Nobody else was given the title "Full of Grace" or "highly favored"
The great Baptist Greek scholar A.T. Robertson exhibits a Protestant perspective, but is objective and fair-minded, in commenting on this verse as follows:
"Highly favoured" (kecharitomene). Perfect passive participle of charitoo and means endowed with grace (charis), enriched with grace as in Ephesians. 1:6, . . . The Vulgate gratiae plena "is right, if it means 'full of grace which thou hast received'; wrong, if it means 'full of grace which thou hast to bestow'" (Plummer).
(Robertson, II, 13)
Kecharitomene has to do with God’s grace, as it is derived from the Greek root, charis (literally, "grace"). Thus, in the KJV, charis is translated "grace" 129 out of the 150 times that it appears. Greek scholar Marvin Vincent noted that even Wycliffe and Tyndale (no enthusiastic supporters of the Catholic Church) both rendered kecharitomene in Luke 1:28 as "full of grace" and that the literal meaning was "endued with grace" (Vincent, I, 259).
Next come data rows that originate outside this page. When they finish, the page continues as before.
PR #13241, opened 2020-04-27
 Test Case for the issue WFLY-13375, if connection factory or JMS destination is configured for third party resource adapter

parsharma:
Issue: https://issues.redhat.com/browse/WFLY-13554
Issue: https://issues.redhat.com/browse/WFLY-13375

### DIFF
--- a/testsuite/integration/basic/src/test/java/org/jboss/as/test/integration/jca/deployment/JndiViewOperationJMSTestCase.java
+++ b/testsuite/integration/basic/src/test/java/org/jboss/as/test/integration/jca/deployment/JndiViewOperationJMSTestCase.java
@@ -1,0 +1,124 @@
+/*
+ * JBoss, Home of Professional Open Source.
+ * Copyright 2020, Red Hat, Inc., and individual contributors
+ * as indicated by the @author tags. See the copyright.txt file in the
+ * distribution for a full listing of individual contributors.
+ *
+ * This is free software; you can redistribute it and/or modify it
+ * under the terms of the GNU Lesser General Public License as
+ * published by the Free Software Foundation; either version 2.1 of
+ * the License, or (at your option) any later version.
+ *
+ * This software is distributed in the hope that it will be useful,
+ * but WITHOUT ANY WARRANTY; without even the implied warranty of
+ * MERCHANTABILITY or FITNESS FOR A PARTICULAR PURPOSE. See the GNU
+ * Lesser General Public License for more details.
+ *
+ * You should have received a copy of the GNU Lesser General Public
+ * License along with this software; if not, write to the Free
+ * Software Foundation, Inc., 51 Franklin St, Fifth Floor, Boston, MA
+ * 02110-1301 USA, or see the FSF site: http://www.fsf.org.
+ */
+package org.jboss.as.test.integration.jca.deployment;
+
+import org.jboss.arquillian.container.test.api.Deployment;
+import org.jboss.arquillian.container.test.api.RunAsClient;
+import org.jboss.arquillian.junit.Arquillian;
+import org.jboss.as.test.integration.jca.JcaMgmtBase;
+import org.jboss.as.test.integration.jca.rar.MultipleAdminObject1;
+import org.jboss.dmr.ModelNode;
+import org.jboss.shrinkwrap.api.Archive;
+import org.jboss.shrinkwrap.api.ShrinkWrap;
+import org.jboss.shrinkwrap.api.spec.JavaArchive;
+import org.jboss.shrinkwrap.api.spec.ResourceAdapterArchive;
+import org.junit.Assert;
+import org.junit.Test;
+import org.junit.runner.RunWith;
+
+import static org.jboss.as.controller.descriptions.ModelDescriptionConstants.*;
+
+/**
+ * Test the situation when connection factory or JMS destination is configured for resource adapter
+ *
+ * @author <a href="parsharma@redhat.com">Parul Sharma</a>
+ */
+
+@RunWith(Arquillian.class)
+@RunAsClient
+public class JndiViewOperationJMSTestCase extends JcaMgmtBase {
+
+    static final String rarDeploymentName = "eis.rar";
+
+    @Deployment(name = "rar", order = 1)
+    public static Archive<?> deploytRar() {
+        ResourceAdapterArchive raa = ShrinkWrap.create(ResourceAdapterArchive.class, rarDeploymentName);
+
+        JavaArchive ja = ShrinkWrap.create(JavaArchive.class, "lib.jar");
+        ja.addPackage(MultipleAdminObject1.class.getPackage());
+        raa.addAsLibrary(ja);
+
+        raa.addAsManifestResource(JndiViewOperationJMSTestCase.class.getPackage(), "ra.xml", "ra.xml");
+        return raa;
+    }
+
+    @Test
+    public void testValueOfJms() throws Exception {
+        ModelNode address = null;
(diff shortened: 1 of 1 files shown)


darranl (changes requested):
I have not checked the code itself yet but can the commit message please be updated to something more meaningful describing what the test actually does in a brief sentence.

Obviously the Jira issue does need to be in the commit message but when you come to debug or maintain some five or ten year old classes and the source history ends up full of messages like "Test Case for the issue WFLY-XXXX" it becomes difficult to follow without also having to manually open each Jira issue in turn.

testsuite/integration/basic/src/test/java/org/jboss/as/test/integration/jca/deployment/JndiViewOperationJMSTestCase.java
```diff
@@ -0,0 +1,96 @@
...
+
+     @Test
+     public void testValueOfJms() throws Exception{
+        ModelNode address = getAddress();
+        ModelNode operation = getOperation(address);
+          try{
+             ModelNode result=executeOperation(operation);
+             ModelNode value = result.get("java: contexts", "java:", "JmsXA","value");
+             Boolean val = !(value.equals(null));
+             Assert.assertTrue(val);
```
yersan, line 77: I suggest some changes here:
1.  If `result` is `undefined`, then `val` will be `true` and the test will pass, getting a false negative.
2. `value.equals(null)` never will be true, because in that case you will get a NPE.
3. `Boolean val`, you can use a primitive and avoid auto-boxing/unboxing.

yersan (changes requested):

parsharma:
@darranl @yersan All review comments are incorporated.

soul2zimate:
Does the failure in IronJacamarDeploymentTestCase relates to this change ?

parsharma:
No, I don't think so this test case is related to my change.

soul2zimate:
retest this please

testsuite/integration/basic/src/test/java/org/jboss/as/test/integration/jca/deployment/ironjacamar.xml
```diff
@@ -0,0 +1,15 @@
+<?xml version="1.0" encoding="UTF-8"?>
+<ironjacamar>
+    <connection-definitions>
+        <connection-definition
+                class-name="org.jboss.as.test.integration.jca.rar.MultipleManagedConnectionFactory1"
+                jndi-name="java:jboss/name1" pool-name="ij_Pool1">
+        </connection-definition>
+    </connection-definitions>
```
yersan, line 8: This connection definition seems it is unused on your test, is so, you can remove it

yersan (changes requested):
@parsharma in case this helps:

The admin-object definition added in the ironjacamar.xml file is affecting to other tests. My vague understanding is you need to properly clean them up because it looks like they are not cleaned at all upon undeployment.

I don't know if it is a hidden bug in JCA or if this behaviour is expected, at any case, this object definition is affecting to `IronJacamarDeploymentTestCase`.

testsuite/integration/basic/src/test/java/org/jboss/as/test/integration/jca/deployment/ironjacamar.xml
gaol: IMO there should be no relationship between the 2 test cases, because the deployment will be undeployed anyway before starting the next one, right? And updating the jndi bindings to something else does not work either.

yersan: > because the deployment will be undeployed anyway before starting the next one, right? 

Yes it is undeployed and that was my initial thought but even upon an undeployment `IronJacamarDeploymentTestCase` fails after being affected by the deployment of `ironjacamar.xml` on `JndiViewOperationJMSTestCase`. I haven't got into the details, but seems it is due to the admin-objects defined there.

parsharma: @yersan yes, it is failing because of admin object.

gaol: @parsharma For now, please use resource adapter's CLI like: 
```
/subsystem=resource-adapters/resource-adapter=eis.rar:add(archive=eis.rar)
/subsystem=resource-adapters/resource-adapter=eis.rar/admin-objects=ij_Pool:add(jndi-name="java:jboss/Name3", class-name="org.jboss.as.test.integration.jca.rar.MultipleAdminObject1Impl")
/subsystem=resource-adapters/resource-adapter=eis.rar:activate()
```
to activate the resource adapter instead of using `ironjacamar.xml`, there maybe a hidden bug in `resource-adapter` subsystem or `ironjacamar` when it is activted using `ironjacamar.xml` as @yersan pointed. :)

You can refer to [this test case](https://github.com/wildfly/wildfly/blob/master/testsuite/integration/basic/src/test/java/org/jboss/as/test/integration/jca/ear/RarInsideEarReDeploymentTestCase.java#L74-L100) on how to do it. HTH

parsharma: @gaol  Thanks, your above suggestion works.

yersan (changes requested):

testsuite/integration/basic/src/test/java/org/jboss/as/test/integration/jca/deployment/JndiViewOperationJMSTestCase.java
```diff
@@ -0,0 +1,120 @@
...
+    }
+
+    private ModelNode getOperation(ModelNode address) {
+        ModelNode operation = new ModelNode();
+        operation.get(OP).set("jndi-view");
+        operation.get(OP_ADDR).set(address);
+        return operation;
+    }
+
+    private void setup() throws Exception {
```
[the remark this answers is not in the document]
parsharma: I think deployment, undeployment and clean up is done by arquillian.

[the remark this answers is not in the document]
gaol: @parsharma The configuration done in `@Test` method won't be clean up by Arquillian. The deployment archive with `@Deployment` will be undeployed by Arquillian. So it should be cleaned. It can be done either by cleaning it within your `@Test` method, or you can use `SnapshotRestoreSetupTask` for the configuration, you can refer to [TracerEnableTestCase#TracerEnableSetup](https://github.com/wildfly/wildfly/blob/master/testsuite/integration/basic/src/test/java/org/jboss/as/test/integration/jca/tracer/TracerEnableTestCase.java#L91) on the 2nd option.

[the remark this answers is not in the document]
parsharma: @gaol yes, yesterday I discussed with @yersan, he also suggested same by rolling back changes in the @test method itself. I referred to the same class you have suggested RarInsideEarReDeploymentTestCase. They are also removing address in finally, incase test class fails it will rollback all the changes.

parsharma:
Please let me know if any further changes needed.

yersan (approved):
Looks good to me, thanks @parsharma and @gaol for your help

PR #13249, opened 2020-04-29
[WFLY-13358] Tests for WFCORE-4950 - Regression: Legacy Ldap Realm securing EJB with JDK8 not working

rmartinc:
Issue: https://issues.redhat.com/browse/WFLY-13358

Tests for WFCORE-4950. The test class `LdapLegacyTestCase` should fail using jdk-8 until the WFCORE is merged and the version upgraded in wildfly.

PR for the WFCORE issue: https://github.com/wildfly/wildfly-core/pull/4187

### DIFF
--- a/testsuite/integration/basic/src/test/java/org/jboss/as/test/integration/ejb/security/LdapLegacyTestCase.java
+++ b/testsuite/integration/basic/src/test/java/org/jboss/as/test/integration/ejb/security/LdapLegacyTestCase.java
@@ -1,0 +1,269 @@
+/*
+ * Copyright 2020 Red Hat, Inc.
+ *
+ * Licensed under the Apache License, Version 2.0 (the "License");
+ * you may not use this file except in compliance with the License.
+ * You may obtain a copy of the License at
+ *
+ *   http://www.apache.org/licenses/LICENSE-2.0
+ *
+ * Unless required by applicable law or agreed to in writing, software
+ * distributed under the License is distributed on an "AS IS" BASIS,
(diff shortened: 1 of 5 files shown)


rmartinc:
Added that test is skipped if the elytron configuration is used (it's an only picketbox test and that made fail it with elytron).

rmartinc:
I updated the test to use ldaps instead of plain ldap. This change has the weird effect to make it work in current version too, because the TCCL was only changed previously if a SSLContext was specified. But I think it is more complete this way. And now the execution path is the same for both (ldap o ldaps).

rmartinc:
I think everything is OK, the fail in windows jdk-11 is not related to the test (a spurious one). And it fails in jdk8 (normal and secmgr) as expected.

bstansberry:
@rmartinc There are LDAP related test failures in the linked CI jobs so I assume those are related.

Please reach out to folks who work on the security component to get a code review. Thanks!

rmartinc:
@bstansberry The errors made sense because the upgrade in core was needed. I see that now it's in place so I have just rebased to current master and re-launch the tests. 

@darranl could you please take a look to this PR when you have time? (It's a legacy ejb/ldap-realm setup that re-uses some ldap server classes created for other tests.)

rmartinc:
@darranl Please review this PR or assign it to someone in security. It's needed for 7.2.CP3 and we are in a hurry. I'll do any required change asap.

darranl (approved):
Approved

The one failing test was a known issue.

PR #13253, opened 2020-04-30
[WFLY-13420] Enable Elytron mixed domain test suites

yersan:
Unignore Elytron tests and fix the elytron subsystem configuration used in the DC.

Jira issue: https://issues.redhat.com/browse/WFLY-13420

PR #13257, opened 2020-04-30
[WFLY-13298] Set up mixed domain testing against EAP 7.3

yersan:
supersedes https://github.com/wildfly/wildfly/pull/13253

Adds mixed domain tests against EAP 7.3.0

Jira issue: https://issues.redhat.com/browse/WFLY-13298

### DIFF
--- a/testsuite/mixed-domain/src/test/java/org/jboss/as/test/integration/domain/mixed/eap730/DomainAdjuster730.java
+++ b/testsuite/mixed-domain/src/test/java/org/jboss/as/test/integration/domain/mixed/eap730/DomainAdjuster730.java
@@ -24,6 +24,7 @@ package org.jboss.as.test.integration.domain.mixed.eap730;
 
 import static org.jboss.as.controller.descriptions.ModelDescriptionConstants.EXTENSION;
 import static org.jboss.as.controller.descriptions.ModelDescriptionConstants.SUBSYSTEM;
+import static org.jboss.as.controller.operations.common.Util.createEmptyOperation;
 import static org.jboss.as.controller.operations.common.Util.createRemoveOperation;
 
 import java.util.ArrayList;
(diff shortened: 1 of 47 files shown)


testsuite/mixed-domain/src/test/java/org/jboss/as/test/integration/domain/mixed/eap730/DomainAdjuster730.java
```diff
@@ -43,16 +46,36 @@
...
+    private void adjustUndertow(final List<ModelNode> ops, final PathAddress subsystem) {
+        // EAP 7.0 and earlier required explicit SSL configuration. Wildfly 10.1 added support
+        // for SSL by default, which automatically generates certs.
+        // This could be removed if all hosts were configured to contain a security domain with SSL
+        // enabled.
+        final PathAddress httpsListener = subsystem
+                .append("server", "default-server")
+                .append("https-listener", "https");
+        ops.add(Util.getEmptyOperation(ModelDescriptionConstants.REMOVE, httpsListener.toModelNode()));
+    }
```
bstansberry, line 72: I don't understand this one. This resource exists in domain.xml for all versions from EAP 7.1 onward. Which is consistent with the comment above. So I'd think this method would be part of DomainAdjuster700.

Currently, it's here, it's also in DomainAdjuster720 (which means the removal gets run twice) and it's also left over as an unused method in DomainAdjuster710.

yersan: I only executed the 7.3.0 tests in local so I did not realise that this adjustment must be moved from previous DomainAdjusters to the new ones. I have removed it now from DomainAdjuster710 and DomainAdjuster720 and added it only on DomainAdjuster730 to avoid the duplicity and the 'resource not exist' error.

We need this adjustment because the host slave configuration file used in the mixed domain tests does not add the SSL identity for the ApplicationRealm (to make the configuration compatible across all previous server releases including 7.0.0 and below), so we need to remove the undertow https to be able to deploy an application on the servers managed by the slave which does not have an SSL context available.

bstansberry: Thanks!

bstansberry (approved):

PR #13262, opened 2020-05-04
[WFLY-13424]: External pooled connection factory won't be properl injected if it has several JNDI entries.

ehsavoie:
* if the bound name is not the first one then we get a reference to a
  reference service instead ofg the pcf service.
* resolving this so that we get the proper resource adapter service name.

Jira: https://issues.redhat.com/browse/WFLY-13424

### DIFF
--- a/messaging-activemq/src/main/java/org/wildfly/extension/messaging/activemq/deployment/JMSConnectionFactoryDefinitionInjectionSource.java
+++ b/messaging-activemq/src/main/java/org/wildfly/extension/messaging/activemq/deployment/JMSConnectionFactoryDefinitionInjectionSource.java
@@ -49,6 +49,7 @@ import java.util.Set;
 import javax.resource.spi.TransactionSupport;
 import org.apache.activemq.artemis.api.core.DiscoveryGroupConfiguration;
 import org.apache.activemq.artemis.api.core.TransportConfiguration;
+import org.apache.activemq.artemis.ra.ActiveMQRAConnectionFactoryImpl;
 
 import org.jboss.as.connector.deployers.ra.ConnectionFactoryDefinitionInjectionSource;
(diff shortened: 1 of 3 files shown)


bstansberry:
This could use a test.

messaging-activemq/src/main/java/org/wildfly/extension/messaging/activemq/deployment/JMSConnectionFactoryDefinitionInjectionSource.java
```diff
@@ -420,6 +423,21 @@ static String getDefaulResourceAdapter(DeploymentUnit deploymentUnit) {
...
+                    ManagedReference ref = ((ContextListAndJndiViewManagedReferenceFactory) pcf).getReference();
+                    Object ra = ref.getInstance();
+                    if (ra instanceof ActiveMQRAConnectionFactoryImpl) {
+                        bindInfo = ContextNames.bindInfoFor(((ActiveMQRAConnectionFactoryImpl) ra).getReference().getClassName());
+                        binder = deploymentUnit.getServiceRegistry().getService(bindInfo.getBinderServiceName());
+                        if (binder != null) {
+                            pcf = binder.getService().getValue();
+                            if (pcf != null && pcf instanceof ConnectionFactoryReferenceFactoryService) {
+                                return ((ConnectionFactoryReferenceFactoryService) pcf).getName();
+                            }
```
bstansberry, line 437: Minor point; ignore if you want -- this L435-437 block duplicates L423-425 and could be dropped if this entire new code block from L426 was moved above L423.

ehsavoie:
Adding a test is difficult as it requires an external broker otherwise it will default to the internal one.

bstansberry (approved):

bstansberry:
retest this please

Likewise, well-known Protestant linguist W.E. Vine, defines it as "to endue with Divine favour or grace" (Vine, II, 171). All these men (except Wycliffe, who probably would have been, had he lived in the 16th century or after it) are Protestants, and so cannot be accused of Catholic translation bias. Even a severe critic of Catholicism like James White can’t avoid the fact that kecharitomene (however translated) cannot be divorced from the notion of grace, and stated that the term referred to "divine favor, that is, God’s grace" (White, 201).
Of course, Catholics agree that Mary has received grace. This is assumed in the doctrine of the Immaculate Conception: it was a grace from God which could not possibly have had anything to do with Mary's personal merit, since it was granted by God at the moment of her conception, to preserve her from original sin (as appropriate for the one who would bear God Incarnate in her very body).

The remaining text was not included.